[[ PROVIDED DATA open ]]

PR #1926, opened 2023-02-13
Binomial combinatorics

jamesmckinna:
This is a stand-alone contribution, which proves the hard combinatorial part of the Binomial Theorem (cf #1287 ), viz. 
```agda
nCk+nC[k+1]≡[n+1]C[k+1] : n C k + n C (suc k) ≡ suc n C suc k
```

[[ PROVIDED DATA closed ]]

* YOUR INSTRUCTIONS *
Repeat each entry above, matching every line exactly.

* RESULT OF THE EXERCISE *
PR #1926, opened 2023-02-13
Binomial combinatorics

jamesmckinna:
This is a stand-alone contribution, which proves the hard combinatorial part of the Binomial Theorem (cf #1287 ), viz. 
```agda
nCk+nC[k+1]≡[n+1]C[k+1] : n C k + n C (suc k) ≡ suc n C suc k
```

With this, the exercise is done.